**Task details**
Your reply should be a single number, the count of lines in the records that contain the string "components".

:::::

PR #2041, opened 2023-04-20
MGMT-14307 - Day2 - In add hosts - setting "control plane" role to host but UI marks it as control plane + worker

jgyselov:
https://issues.redhat.com/browse/MGMT-14307

Day1 should remain unaffected.

**Before:**

image

**After:**

image

### DIFF
--- a/src/common/components/hosts/tableUtils.tsx
+++ b/src/common/components/hosts/tableUtils.tsx
@@ -89,6 +89,7 @@ export const hostnameColumn = (
 
 export const roleColumn = (
   t: TFunction,
+  clusterKind: Cluster['kind'],
   canEditRole?: HostsTableActions['canEditRole'],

:::::

**Answer to this task**
2